Within Stark and their growing collection of neighbouring cities, this technology allows them to virtually eliminate all birth defects, disease, low intelligence, physical imperfections and extend long life. Soon this extends to the augmentation of skills: eidetic memory, motor control, exceptional high intelligence. Changing your DNA becomes as commonplace as upgrading your operating system.
The rest of the world panics; the United States in particular. It is soon realised that making Stark's technology illegal was not enough: a single person who had been 'optimised' could sell their sperm or eggs for a fortune. To public cries of "protect our gene pool", and the fear of rendering 'normal' people obsolete, borders are closed, products are banned, and a near war-like stance against Stark's country is adopted.
Tony is no fool, and he's well prepared when the inevitable happens.
The US fakes a foiled terrorist attack on their soil. Using this as justification, a coalition of all-too-eager US / EU forces prepares to invade the city of Stark and depose Tony by force.
Unfortunately for them, this is where you make a villain out of a genius.
The military of the future is not so different from today; the US enjoys a sizeable advantage over the rest of the world combined, and nearly all their might stems from unpiloted drones and long range missiles. Stark has essentially no military force whatsoever, bar police and security officers who were quickly stationed on the border.
Their first attack was therefore predictable, if callous: there were no military targets for the coalition to attack, so they focused on aviation, industry and power instead. It didn't really matter.
The US drones fell from the skies like stones. The missiles looped back upon themselves and crashed impotently into the ocean. Every automated technology the coalition could muster was all too easy for a technologically superior nation to deflect: targeted electromagnetic pulses, total satellite interference, remote hijacking of computers and communication.

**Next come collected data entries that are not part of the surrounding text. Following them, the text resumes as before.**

PR #126, opened 2022-01-28
Updated footer and added lang attribute to html tag

KhalidAdan:
Adds some padding and finalized the footer to core GC design specs. Also adds a `lang` attribute to the html tag!

This encompasses the work outlined in [SAEB-1108](https://jira-dev.bdm-dev.dts-stn.com/browse/SAEB-1108) and adds localized paths for languages (not full translation implementation)!

### DIFF
--- a/components/Layout/Footer.tsx
+++ b/components/Layout/Footer.tsx
@@ -69,7 +69,6 @@ export const Footer = () => (
         <li>
           <a href="#">Social media</a>
         </li>
-        #284162
         <li>
           <a href="#">Mobile applications</a>
         </li>
--- a/components/Layout/Footer.tsx
+++ b/components/Layout/Footer.tsx
@@ -1,61 +1,62 @@
 import Image from 'next/image'
+import Link from 'next/link'
 import styles from './Footer.module.css'
 
 export const Footer = () => (
   <footer className="text-[14px]">
     <div
-      className={`w-full h-auto bg-custom-blue-dark px-4 py-8 ${styles.footerBackground}`}
+      className={`w-full h-auto px-4 py-8 bg-custom-blue-dark ${styles.footerBackground}`}
     >
       <div
-        className="py-7 sm:container mx-auto"
+        className="sm:container mx-auto"
         role="navigation"
         aria-labelledby="footerNav1"
       >
         <h3 className="sr-only" id="footerNav1">
           About government
         </h3>
-        <ul className="flex flex-col text-xs lg:grid lg:grid-cols-2 xl:grid xl:grid-cols-3 lg:gap-1">
-          <li className="text-white w-64 md:w-56 lg:w-80 my-2.5 hover:underline">
+        <ul className="flex flex-col text-xs lg:grid lg:grid-cols-3 lg:gap-1">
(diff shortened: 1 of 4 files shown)


next.config.js
```diff
@@ -1,3 +1,8 @@
 module.exports = {
+  i18n: {
+    locales: ['en', 'fr'],
+    defaultLocale: 'en',
+    localDetection: true,
```
JeremyKennedy: should this be `localDetection` or `localeDetection`?

components/Layout/Footer.tsx
```diff
@@ -63,39 +63,64 @@ export const Footer = () => (
...
+          width="200px"
+          height="40px"
+          src="/wmms-blk.svg"
+          alt="Symbol of the Government of Canada"
+        />
+      </div>
+    </div>
+    <div className="flex justify-between">
+      <div className="flex items-center md:hidden py-8 md:pt-0">
+        <p className="px-4">Top of page</p>
```
JeremyKennedy: This says "top of page" but I don't see that anywhere in the page, it this text supposed to be visible somewhere?

JeremyKennedy (changes requested):
- [x] The spacing in the footer is too high (screenshots sent in Teams)

components/Layout/Footer.tsx
KhalidAdan: Visible on mobile only, as in the GC design mockups. That's what the `md:hidden` is doing

components/Layout/Footer.tsx
```diff
@@ -1,101 +1,128 @@
...
-            src="/wmms-blk.svg"
-            alt="Symbol of the Government of Canada"
-          />
-        </div>
+    <div className="flex justify-between px-4 py-8 sm:container mx-auto">
+      <ul className="flex flex-col md:flex-row md:space-x-6 list-disc px-4 text-[#284162]">
+        <li>
+          <a href="#">Social media</a>
+        </li>
+        #284162
```
JeremyKennedy: image
This doesn't quite seem right! 😉

JeremyKennedy (changes requested):
Looks better, except for the one issue with "social media" at the bottom!

components/Layout/Footer.tsx
JeremyKennedy: It's better, but you should still remove the bullet point before Social Media, see this screenshot from canada.ca:
image

JeremyKennedy (changes requested):
Still need to remove bullet point before Social Media

components/Layout/Footer.tsx
JeremyKennedy: Also, not that it's a problem, but canada.ca has an off-white color, unlike ours which is just plain white.

KhalidAdan:
> Still need to remove bullet point before Social Media

Yikes, I missed all these, my fault! I completelyyy misunderstood and blame sleep deprivation!

JeremyKennedy (approved):
> Yikes, I missed all these, my fault! I completelyyy misunderstood and blame sleep deprivation!

Whoops! I thought I mentioned the bullet point, turns out I didn't so definitely my bad there! 😃 

Looks good! And I checked the mobile layout to find the Top of page button. 👍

No countermeasure was perfect of course, and many hundreds died. Yet the humble civilian city had left a vast military armada confused and humiliated.

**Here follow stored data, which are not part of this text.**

PR #716, opened 2023-05-26
Fix alternate meta tags

alex-solo:
Quick fix to the "alternate" meta tags. They are supposed to show "fr" when current language is "en" and vice versa


MarcoGoC (approved):
+1

PR #724, opened 2023-05-30
ADO-123324-fix: Max months displayed in select now based on actual birth year and month

alex-solo:
### Description

- Before, I was basing the number of months on the age but because the age is a decimal (1-10), an age of 67.3, represented both months of January and February for example. We needed to compare current month to the month of the client's birth date. 

- When client sets their birth date, a new state for ageDate is passed on to the Duration component
- Because the age property doesn't change when we switch from months January to February (both 67.3 as an example), rerender when the ageDate property changes as well

- When age ends with .8 or .3, make sure the number of months in the "months" select changes when changing birth months. 
- more details and examples in ADO task


MarcoGoC (approved):
checked on the dyna link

Tony now broadcasts a simple message to the world, speaking over a montage of severed and charred civilian corpses. "Many of you think us evil. Yet we live in peace, isolated, our only crime is the pursuit of science that would end disease and enrich the lives of mankind's descendants. For this, your governments rain death upon our people. Ask yourselves if that is really what you want, for what follows is their doing. Until they withdraw, we will not stop."
For an hour, the world waited.
Agents for Stark's cause had not been hard to find, and for the most part they were smart, secretive and organized. On cue they crippled global communication, commerce, and transport of the coalition rivals, all in just a few hours. They simply killed their power.

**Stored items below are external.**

PR #730, opened 2023-05-30
Fix Age component to not display when age is out of bounds

alex-solo:
### Description

- Avoid showing negative age and age in the hundreds and thousands

### DIFF
--- a/components/Forms/Age.tsx
+++ b/components/Forms/Age.tsx
@@ -13,7 +13,7 @@ const Age: FC<AgeProps> = ({ age, name }) => {
     if (name === 'age') {
       return tsln._language === 'en' ? 'You are:' : 'Vous avez :'
     } else if (name === 'partnerAge') {
-      return tsln._language === 'en' ? 'Your partner is' : 'Votre conjoint a'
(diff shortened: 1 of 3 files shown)


components/Forms/Age.tsx
```diff
@@ -11,14 +11,14 @@ const Age: FC<AgeProps> = ({ age, name }) => {
   const tsln = useTranslation<WebTranslations>()
   const getLabel = () => {
     if (name === 'age') {
-      return tsln._language === 'en' ? 'You are' : 'Vous avez'
+      return tsln._language === 'en' ? 'You are:' : 'Vous avez :'
```
MarcoGoC, line 14: **You are:** should this be added to the translation files instead?

components/Forms/Age.tsx
```diff
@@ -11,14 +11,14 @@ const Age: FC<AgeProps> = ({ age, name }) => {
...
     } else if (name === 'partnerAge') {
       return tsln._language === 'en' ? 'Your partner is' : 'Votre conjoint a'
```
MarcoGoC: **partner is'**  this might need a colon too ':'

MarcoGoC (approved):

Conflict continued, but not for long. Every attempt to recover, to strike back, was blunted by Stark's technical supremacy. When Tony crashed an array of foreign satellites on demand, the coalition ordered a withdrawal.
A battered and bruised world came to acknowledge: they had lost.
In a few years the ideological opposition to his technologies and even methods soon withered in the face of the practical advantages. As nation upon nation lifted their restrictions on Tony's science, policing genetic purity became impractical, and then impossible. Soon, those countries who opposed him were modelled in his image.
You might think this a meagre victory, but consider: he died old, the richest man to ever have lived, near emperor of his own nation, having ultimately transformed the very identity of humanity for eternity. And he had quite literally taken on the rest of the world and won.
As a wise man once said: "You either die a hero, or you live long enough to see yourself become the villain."